PR #1596, opened 2020-04-03
fix(container): restore openssl to alpine image

dbyron0:
removed by https://github.com/spinnaker/halyard/commit/43dfc6744ea6dbe6fd65cb349a53696d96329dae

In addition to putting back something that was there previously, openssl is in the ubuntu
container, so let's have it here as well.

Not sure whether `fix` is really fair here?  Maybe this is more `feat` ?

### DIFF
--- a/Dockerfile.local
+++ b/Dockerfile.local
@@ -10,6 +10,7 @@ RUN apk --no-cache add --update \
   bash \
   curl \
   openjdk8-jre \
+  openssl \
   py-pip \
   python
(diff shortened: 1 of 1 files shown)


plumpy:
Very reasonable, thanks for the PR and sorry for the churn...

dbyron0:
Thank you!!

dbyron0:
Any chance of a 1.33.1 with this in case 1.34 is gonna be awhile?

plumpy:
I shipped a 1.34!

PR #1614, opened 2020-04-14
fix(publishing): No longer need to change ACL on halyard artifact sin…

ttomsu:
…ce the whole bucket is public


ttomsu:
Post-merge tag: this change was related to https://github.com/spinnaker/spinnaker/issues/5434

PR #1618, opened 2020-04-15
Fix Debian install script if sysusers.d is not present

mmlac:
fixes spinnaker/spinnaker#4964

Debian installer fails when the sysusers.d directory is not present. That is the case on e.g. GCP Debian 9 images.


Mahito:
LGTM, but first commit(346587d) does not Commit message conventions.
I think you have to do `git rebase -i` to merge the commits.

PR #1640, opened 2020-04-22
fix(google): Update constructors to account for retry changes

ezimanyi:
The changes to the retry logic updated some fields from Long to int (because we won't be waiting 24 days between retries); this commit just updates the places we called them in Halyard to pass an int.

### DIFF
--- a/gradle.properties
+++ b/gradle.properties
@@ -1,6 +1,6 @@
 clouddriverVersion=5.58.0
 fiatVersion=1.18.3
-front50Version=2.17.1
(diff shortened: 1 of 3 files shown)


ezimanyi:
This will be required once I cut a release of front50 containing spinnaker/front50#783; marked as draft because I need to bump the `front50` version in the same commit.

ezimanyi:
Just pulled in the latest front50, and un-marked as draft.  If the tests pass this should be set to merge.

PR #1643, opened 2020-04-22
chore(dependencies): Autobump front50Version

spinnakerbot:


ezimanyi:
Doing this in #1640, which makes some changes required for the dependency bump.

PR #292, opened 2021-02-12
Nothing to be proud of

Thomas-Ulrich:
Commit about the dark side of SeisSol.
The hard-limit on the clustering with attenuation (update of the docu).
The moment rate function files :-)
(I just added a small feature to decrease the size of the concatenated moment rate file, as sampled every 1e-5s over 900s it can be 100mb big).


sebwolf-de (approved):
LGTM

sebwolf-de:
There seems to be a problem with libxsmm in the pipeline. @krenzland any ideas?

krenzland:
Not really, no. I'll try to re-trigger it automatically. If that doesn't work, we can pin libxsmm to a working version.

krenzland:
Worked.

PR #297, opened 2021-02-17
minor improvement to extractDataFromUnstructuredOutput.py

Thomas-Ulrich:
Some minor improvement to this script for extracting time steps:
- default to hdf5 and float as it drastically reduces file size.
- write in the current folder and not in the folder of the input file.
- add `last` option to write the last time step without knowing the index.
-fix for `-` sign in prefix

### DIFF
--- a/postprocessing/visualization/tools/extractDataFromUnstructuredOutput.py
+++ b/postprocessing/visualization/tools/extractDataFromUnstructuredOutput.py
@@ -12,7 +12,7 @@ parser.add_argument("--add2prefix", help="string to append to prefix for new fil
 parser.add_argument("--Data", nargs="+", metavar=("variable"), default=(""), help="Data to resample (example SRs)")
 parser.add_argument("--downsample", help="write one out of n output", type=int)
 parser.add_argument("--precision", type=str, choices=["float", "double"], default="float", help="precision of output file")
-parser.add_argument("--backend", type=str, choices=["hdf5", "posix"], default="hdf5", help="backend used: posix (.bin file), hdf5 (.h5)")
+parser.add_argument("--backend", type=str, choices=["hdf5", "raw"], default="hdf5", help="backend used: raw (.bin file), hdf5 (.h5)")
 parser.add_argument("--last", dest="last", default=False, action="store_true", help="output last time step")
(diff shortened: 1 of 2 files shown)


postprocessing/visualization/tools/extractDataFromUnstructuredOutput.py
```diff
@@ -11,8 +11,9 @@
 parser.add_argument("--add2prefix", help="string to append to prefix for new file", type=str, default="_resampled")
 parser.add_argument("--Data", nargs="+", metavar=("variable"), default=(""), help="Data to resample (example SRs)")
 parser.add_argument("--downsample", help="write one out of n output", type=int)
-parser.add_argument("--float", dest="float", default=False, action="store_true", help="convert to float")
-parser.add_argument("--hdf5", dest="hdf5", default=False, action="store_true", help="output as hdf5")
+parser.add_argument("--double", dest="double", default=False, action="store_true", help="do not convert to float")
+parser.add_argument("--posix", dest="posix", default=False, action="store_true", help="output as posix")
```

## YOUR GOAL
Extract the lines above, from the first one through the one containing "Doing this in", and return only those, unchanged.

## RESULT
PR #1596, opened 2020-04-03
fix(container): restore openssl to alpine image

dbyron0:
removed by https://github.com/spinnaker/halyard/commit/43dfc6744ea6dbe6fd65cb349a53696d96329dae

In addition to putting back something that was there previously, openssl is in the ubuntu
container, so let's have it here as well.

Not sure whether `fix` is really fair here?  Maybe this is more `feat` ?

### DIFF
--- a/Dockerfile.local
+++ b/Dockerfile.local
@@ -10,6 +10,7 @@ RUN apk --no-cache add --update \
   bash \
   curl \
   openjdk8-jre \
+  openssl \
   py-pip \
   python
(diff shortened: 1 of 1 files shown)


plumpy:
Very reasonable, thanks for the PR and sorry for the churn...

dbyron0:
Thank you!!

dbyron0:
Any chance of a 1.33.1 with this in case 1.34 is gonna be awhile?

plumpy:
I shipped a 1.34!

PR #1614, opened 2020-04-14
fix(publishing): No longer need to change ACL on halyard artifact sin…

ttomsu:
…ce the whole bucket is public


ttomsu:
Post-merge tag: this change was related to https://github.com/spinnaker/spinnaker/issues/5434

PR #1618, opened 2020-04-15
Fix Debian install script if sysusers.d is not present

mmlac:
fixes spinnaker/spinnaker#4964

Debian installer fails when the sysusers.d directory is not present. That is the case on e.g. GCP Debian 9 images.


Mahito:
LGTM, but first commit(346587d) does not Commit message conventions.
I think you have to do `git rebase -i` to merge the commits.

PR #1640, opened 2020-04-22
fix(google): Update constructors to account for retry changes

ezimanyi:
The changes to the retry logic updated some fields from Long to int (because we won't be waiting 24 days between retries); this commit just updates the places we called them in Halyard to pass an int.

### DIFF
--- a/gradle.properties
+++ b/gradle.properties
@@ -1,6 +1,6 @@
 clouddriverVersion=5.58.0
 fiatVersion=1.18.3
-front50Version=2.17.1
(diff shortened: 1 of 3 files shown)


ezimanyi:
This will be required once I cut a release of front50 containing spinnaker/front50#783; marked as draft because I need to bump the `front50` version in the same commit.

ezimanyi:
Just pulled in the latest front50, and un-marked as draft.  If the tests pass this should be set to merge.

PR #1643, opened 2020-04-22
chore(dependencies): Autobump front50Version

spinnakerbot:


ezimanyi:
Doing this in #1640, which makes some changes required for the dependency bump.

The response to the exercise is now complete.